Preocupado com o adiamento dos Jogos de Tóquio e com o impacto da pandemia do novo coronavírus, o presidente do Comitê Olímpico do Brasil (COB), Paulo Wanderley Teixeira, sugeriu que o esporte de alto rendimento no País passe a receber investimento também de empresas estatais. Atualmente, a principal fonte de recursos do COB é a Lei Agnelo-Piva, que repassa parte da arrecadação com loterias.

O problema é que não há previsão de quanto será arrecadado este ano - com a pandemia e a retração econômica, é provável que o volume de recursos com apostas seja menor, e consequentemente, os repasses para o COB. Tudo isso em meio à reta final de preparação para os Jogos Olímpicos de Tóquio, que seriam realizados no próximo mês e foram adiados para 2021.

"A Lei das Loterias foi um marco, um diferencial do esporte olímpico brasileiro, e é de onde realmente vem a sustentabilidade do esporte olímpico brasileiro", afirmou Paulo Wanderley, durante conferência virtual organizada pela FGV nesta quarta-feira, 3. "(Mas) acho que poderíamos movimentar nossas estatais, como já aconteceu no passado. Gente, 1% de um fundo (de estatais) para outras coisas não faz uma cosquinha, mas pro esporte faz muita coisa."

Segundo o presidente do COB, a entidade está suportando bem as consequências da pandemia. Ele ressaltou que "tranquilo ninguém está", mas afirmou que o comitê está "bem organizado". Patrocínios de empresas privadas que foram fechados para a Olimpíada prevista para este ano foram estendidos para 2021.

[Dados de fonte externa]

Issue #1588, opened 2024-02-27
[6.0.0] Gregorio renders multiple frames in Scribus with the same gabc score


domoknight:
When using multiple gregorio frames in the same Scribus document, the same gabc score gets processed for several of the frames (instead of the intended gabc scores).

In the image below, only the highlighted frame is supposed to show the "Hagios Ischyrós" (pardon the spelling error in the doc)
![image](https://github.com/gregorio-project/gregorio/assets/8115490/cbdb58a8-1242-41d6-9167-44a52e784aee)

Sure enough, that's the gabc we're looking for:
![image](https://github.com/gregorio-project/gregorio/assets/8115490/bec1143d-a80c-4fb4-8894-8dc8267ed55c)

But the other frames should not be showing that chant. Here is the bottom left frame:
![image](https://github.com/gregorio-project/gregorio/assets/8115490/aa3a4f91-5d49-4417-910d-5f0f81ee5f4f)

The PDF files are getting different names, but it seems like when multiple instances of LuaHBTeX are running at once, the same gabc score gets used multiple times. I only see one file in the Temp directory with the name "scribus_file-score.gabc", and it once again is the Hagios Ischyrós:
![image](https://github.com/gregorio-project/gregorio/assets/8115490/531da689-321c-4721-a37b-efb1e5161f49)

Is there a way to make the generated gabc file have a dynamic name?

PR #1591, opened 2024-03-08
Vary filename for scores in scribus render frames

rpspringuel:
Addresses #1588 

@domoknight please test to see if this works.  None of the developers regularly use Scribus so it's difficult for us to test this sort of thing.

CPB - Presidente do Comitê Paralímpico Brasileiro (CPB), Mizael Conrado disse que a entidade está buscando alternativas no setor privado para reforçar as finanças, além do patrocínio da Caixa, que vem de longa data. Ele reconheceu, contudo, "que as empresas terão muitas dificuldades ao final da pandemia", e que o fomento ao esporte pode acabar ficando de fora das prioridades.

Mizael destacou ainda que o comitê está trabalhando duro para se manter sustentável este ano. "O CPB, depois que deixou sua sede em Brasília e foi para São Paulo, aumentou sobremaneira o tamanho e a responsabilidade. Saímos de 98 profissionais para 300 profissionais diretos. Com os indiretos, chegamos a 400", elencou. "Ano passado foram 355 eventos realizados só no nosso Centro Paralímpico, e este ano não vamos conseguir realizar nem um terço disso."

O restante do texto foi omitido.